With no additions or omissions, print the listing that follows.

*** Opening Data extracts ***

PR #656, opened 2022-07-29
Change `elementDriveEnabled()` to `elementIsNavigatable()`

marcoroth:
The Pull Request #648 refactored the function name of
`session.elementDriveEnabled()` to `session.elementIsNavigatable()`.

This Pull Request fixes an old function reference which kept the library
from building successfully.


rik:
Ah thanks for fixing this. Looks like https://github.com/hotwired/turbo/pull/645 being merged before https://github.com/hotwired/turbo/pull/648 introduced the issue.

PR #657, opened 2022-07-30
Extract `DriveDelegate` interface

seanpdoyle:
The `FrameController` depends on the application's singleton `Session`
instance in several ways:

* it drives the `History`
* it determines whether or not an `Element` is "enabled" to navigate a
  page or frame
* it preloads links
* it dispatchs `turbo:frame-render` and `turbo:frame-load` events
* it can initiate a `Visit`

This commit codifies those dependent behaviors by creating the
`DriveDelegate` interface and declaring the `Session` class as an
extension of that interface.

The `FrameController` still directly imports the singleton instance of
the `Session` from the `src/core/index` module, but assigns it to a
`delegate: DriveDelegate` property for use throughout the class.

The next step would be to find a way to forward the `session` instance
into the [FrameElement.delegateConstructor][] assignment.

[FrameElement.delegateConstructor]: https://github.com/hotwired/turbo/blob/3a18111412cb4190b818b96c9c6aad7264cc4441/src/elements/index.ts#L6


marcoroth (approved):
I really appreciate the work being done here, this is a really good extraction and refactoring!

I just have one question: what was your thought around having `frameMissingFromResponse()` as part of the `DriveDelegate` interface?

Would why other potential classes (that have a `DriveDelegate`) care about dispatching a warning about missing frames? Isn't that the sole responsibility of the `FrameController`?

seanpdoyle:
@marcoroth these changes were proposed in the early stages of missing frame handling. I've rebased and moved all frame-related checks to the `FrameController`.

marcoroth (approved):
Ah, that would explain it!

This looks good from my side! 🥳

seanpdoyle:
@manuelpuyol @kevinmcconnell I'd really appreciate a review of this changeset, if you're able to provide some.

manuelpuyol (approved):

PR #660, opened 2022-07-31
Activate `<script>` in Turbo Streams

seanpdoyle:
Closes https://github.com/hotwired/turbo/pull/527

When a `<turbo-stream>` element connects to the document, "activate"
each `<script>` element by re-creating it as an element owned by the
`document` instance.

To re-use the existing `Renderer.createdScriptElement`, this commit
extracts that logic to the `src/util.ts` module, and renames it to
`activateScriptElement`. Then, we replace each
`this.createdScriptElement` call site with a call to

*** Closing Data extracts ***

■ **Finished task**
PR #656, opened 2022-07-29
Change `elementDriveEnabled()` to `elementIsNavigatable()`

marcoroth:
The Pull Request #648 refactored the function name of
`session.elementDriveEnabled()` to `session.elementIsNavigatable()`.

This Pull Request fixes an old function reference which kept the library
from building successfully.


rik:
Ah thanks for fixing this. Looks like https://github.com/hotwired/turbo/pull/645 being merged before https://github.com/hotwired/turbo/pull/648 introduced the issue.

PR #657, opened 2022-07-30
Extract `DriveDelegate` interface

seanpdoyle:
The `FrameController` depends on the application's singleton `Session`
instance in several ways:

* it drives the `History`
* it determines whether or not an `Element` is "enabled" to navigate a
  page or frame
* it preloads links
* it dispatchs `turbo:frame-render` and `turbo:frame-load` events
* it can initiate a `Visit`

This commit codifies those dependent behaviors by creating the
`DriveDelegate` interface and declaring the `Session` class as an
extension of that interface.

The `FrameController` still directly imports the singleton instance of
the `Session` from the `src/core/index` module, but assigns it to a
`delegate: DriveDelegate` property for use throughout the class.

The next step would be to find a way to forward the `session` instance
into the [FrameElement.delegateConstructor][] assignment.

[FrameElement.delegateConstructor]: https://github.com/hotwired/turbo/blob/3a18111412cb4190b818b96c9c6aad7264cc4441/src/elements/index.ts#L6


marcoroth (approved):
I really appreciate the work being done here, this is a really good extraction and refactoring!

I just have one question: what was your thought around having `frameMissingFromResponse()` as part of the `DriveDelegate` interface?

Would why other potential classes (that have a `DriveDelegate`) care about dispatching a warning about missing frames? Isn't that the sole responsibility of the `FrameController`?

seanpdoyle:
@marcoroth these changes were proposed in the early stages of missing frame handling. I've rebased and moved all frame-related checks to the `FrameController`.

marcoroth (approved):
Ah, that would explain it!

This looks good from my side! 🥳

seanpdoyle:
@manuelpuyol @kevinmcconnell I'd really appreciate a review of this changeset, if you're able to provide some.

manuelpuyol (approved):

PR #660, opened 2022-07-31
Activate `<script>` in Turbo Streams

seanpdoyle:
Closes https://github.com/hotwired/turbo/pull/527

When a `<turbo-stream>` element connects to the document, "activate"
each `<script>` element by re-creating it as an element owned by the
`document` instance.

To re-use the existing `Renderer.createdScriptElement`, this commit
extracts that logic to the `src/util.ts` module, and renames it to
`activateScriptElement`. Then, we replace each
`this.createdScriptElement` call site with a call to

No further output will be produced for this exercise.